### Given data
PR #267, opened 2016-06-24
Expand error handling in go examples

saicheems:


saicheems:
@borady

Discussion in progress... but I'll keep this updated

saicheems:
@jba updated

src/test/java/com/google/api/codegen/testdata/go_example_library.baseline
```diff
@@ -28,35 +28,53 @@ func ExampleNewClient() {
...
     ctx := context.Background()
     c, err := library.NewClient(ctx)
-    _ = err // Handle error.
+    if err != nil {
+        // TODO: Handle error.
+    }
 
     req := &google_example_library_v1.CreateShelfRequest{ /* Data... */ }
     var resp *google_example_library_v1.Shelf
     resp, err = c.CreateShelf(ctx, req)
```
broady: No need for var resp here.

`resp, err := c.CreateShelf(ctx, req)`

broady: Also for the paging example. Prefer `:=` to `=` for assignment.

src/test/java/com/google/api/codegen/testdata/go_example_library.baseline
```diff
@@ -138,45 +187,64 @@ func ExampleClient_ListBooks() {
             break
```
broady: `// Handle error`

src/test/java/com/google/api/codegen/testdata/go_example_library.baseline
saicheems: So the reason I originally added the `var resp` was because I wanted to hint the type of the response to the user in the example (admittedly, also because without the type, imports can occur that aren't necessary if the response type is in a different package than the request type, because of the way our import handler is designed).

src/test/java/com/google/api/codegen/testdata/go_example_library.baseline
saicheems: Done

src/test/java/com/google/api/codegen/testdata/go_example_library.baseline
```diff
@@ -28,185 +28,267 @@ func ExampleNewClient() {
...
     var resp *google_example_library_v1.Shelf
     for {
         resp, err = it.Next()
         if err != nil {
+            // TODO: Handle error.
             break
         }
     }
+    // TODO: Use resp.
     _ = resp
```
broady: Use resp should be within the for loop.

src/test/java/com/google/api/codegen/testdata/go_example_library.baseline
```diff
@@ -28,185 +28,267 @@ func ExampleNewClient() {
...
-    _ = err // Handle error.
+    if err != nil {
+        // TODO: Handle error.
+    }
 
     req := &google_example_library_v1.ListShelvesRequest{ /* Data... */ }
     it := c.ListShelves(ctx, req)
     var resp *google_example_library_v1.Shelf
     for {
         resp, err = it.Next()
```
broady: var resp to inside the for loop.

Also, this code leaks "err" to the outside scope. That's partly why I don't like "var resp" here.

We don't tell people the types for the discovery doc samples. We should be consistent. Also, they can just look it up in the godoc for "ListShelves".

saicheems: Got it, amended my import code to fix the potential issue.

Done.

src/test/java/com/google/api/codegen/testdata/go_example_library.baseline
saicheems: Done

saicheems:
Woohoo! Can finally assign you

src/main/resources/com/google/api/codegen/go/example.snip
```diff
@@ -41,30 +45,38 @@
             func Example{@context.getClientName(service)}_{@method.getSimpleName}() {
                 ctx := context.Background()
                 c, err := {@context.getPackageName}.New{@context.getClientName(service)}(ctx)
-                _ = err // Handle error.
+                if err != nil {
+                    // TODO: Handle error.
+                }
 
                 req := &{@inTypeName}{ /* Data... */ }
```
broady: Avoid `/* */` comments.

I think this should be

```
req := &typeName{
// TODO: fill request struct fields.
}
```

src/main/resources/com/google/api/codegen/go/example.snip
```diff
@@ -29,7 +29,11 @@
         ctx := context.Background()
         opts := []gax.ClientOption{ /* Optional client parameters. */ }
```
broady: It's unlikely anyone will actually use a slice like this. More likely they'll use

`NewClient(ctx, gax.FooOption(...))`

With that in mind, I think you could drop the options thing entirely.

broady:
This change LGTM, I made some comments unrelated to error handling.

src/main/resources/com/google/api/codegen/go/example.snip
saicheems: Good point, that was there from legacy.
I removed it anyway.

PR #272, opened 2016-06-28
Fix go err declaration in discovery snippets

saicheems:


src/main/resources/com/google/api/codegen/go/discovery_fragment.snip
```diff
@@ -67,7 +67,7 @@ func main() {
         // {@TODO()} Handle error.
       }
     @else
-      err := {@methodPath(method)}({@callArg(method)}).Context(ctx).Do()
+      err = {@methodPath(method)}({@callArg(method)}).Context(ctx).Do()
```
broady: if err := ...; err != nil {
}

vchudnov-g:
LGTM

Thanks!

src/main/resources/com/google/api/codegen/go/discovery_fragment.snip
vchudnov-g: Oh, yeah, I like this better.

broady: It's actually what we had before (and have published):
https://cloud-dot-devsite.googleplex.com/storage/docs/json_api/v1/bucketAccessControls/delete#examples

Not sure why that changed.

saicheems: I changed it to break up the line length some, but it doesn't really save that many characters.
I've put it back.

PR #276, opened 2016-06-29
Alter C# snippet wording fields->properties

chrisdunelm:
Change the comment from 'Add code to assign values to fields of' to 'Add code to assign values to properties of'


jskeet:
LGTM.

PR #277, opened 2016-06-29
Update NodeJS codegen

jmuk:
This is mostly for the result of refactoring of gax-nodejs.
The generated code is simplified, and it allows to return a value
directly from the function created by createApiCall.


geigerj:
LGTM

PR #278, opened 2016-06-29
Per-method timeout configuration

### LINKED ISSUE #127: remove timeout from constructor parameter
I am wondering why 'timeout' is a separate parameter for the constructor (in Python and Ruby).

It's defined in the client-config, and the parameter can be configurable by #70, possibly we can simply remove 'timeout' parameter, the 'default_timeout' constant, and some other related code?

geigerj:
This change permits API producers to configure default timeouts for all methods on a per-method basis. Previously, this was only possible for retrying methods.

Since this PR does not break any current codegen, we can update languages individually. Python GAPIC is updated here to demonstrate the impact; [a corresponding change to Python GAX](https://github.com/googleapis/gax-python/pull/116) will be submitted alongside this one.

cc: @jmuk 

Fixes #127

### DIFF
--- a/src/main/java/com/google/api/codegen/config/ConfigGeneratorApi.java
+++ b/src/main/java/com/google/api/codegen/config/ConfigGeneratorApi.java
@@ -128,7 +128,7 @@ public class ConfigGeneratorApi extends ToolDriverBase {
       Map<String, Object> methodConfig = new LinkedHashMap<String, Object>();
       methodConfig.put(CONFIG_KEY_METHOD_NAME, method.getSimpleName());
       for (MethodConfigGenerator generator : methodConfigGenerators) {
-        Map<String, ? extends Object> config = generator.generate(method);
+        Map<String, Object> config = generator.generate(method);
         if (config != null) {
           methodConfig.putAll(config);
         }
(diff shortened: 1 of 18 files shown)


jmuk:
Why it's not a field of retry_params?

geigerj:
It is specifically for calls that are not retrying, so I don't think it makes sense to group it with the retry settings.

jmuk:
ah, I see 😄

tbetbetbe:
LGTM, once the conflict is resolved.

src/main/java/com/google/api/codegen/config/ConfigGeneratorApi.java
```diff
@@ -122,7 +116,13 @@ protected void process() throws Exception {
             new FieldConfigGenerator(),
             new PageStreamingConfigGenerator(),
             new RetryGenerator(),
-            new FieldNamePatternConfigGenerator(collectionConfigNameMap));
+            new FieldNamePatternConfigGenerator(collectionConfigNameMap),
+            new MethodConfigGenerator() {
+              @Override
+              public Map<String, Object> generate(Method method) {
+                return ImmutableMap.of("timeout_millis", (Object) 30000);
```
garrettjonesgoogle: Make a constant out of the 30000

geigerj: Done

garrettjonesgoogle:
LGTM

PR #281, opened 2016-06-30
Update protobuf dependencies

bjwatson:


.gitignore
```diff
@@ -2,7 +2,7 @@
 bin
 build
 .gradle
-vgen/src-gen
+src-gen
```
geigerj: Do we need this line at all? I'm not sure what this is used for.

geigerj:
LGTM

.gitignore
bjwatson: there is some auto-gen source that goes there. I'm not 100% sure what does it.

### How to complete this task
Scan the entries above for the string "garrettjonesgoogle" and copy each line that contains it.

### Exercise output
garrettjonesgoogle: Make a constant out of the 30000
garrettjonesgoogle:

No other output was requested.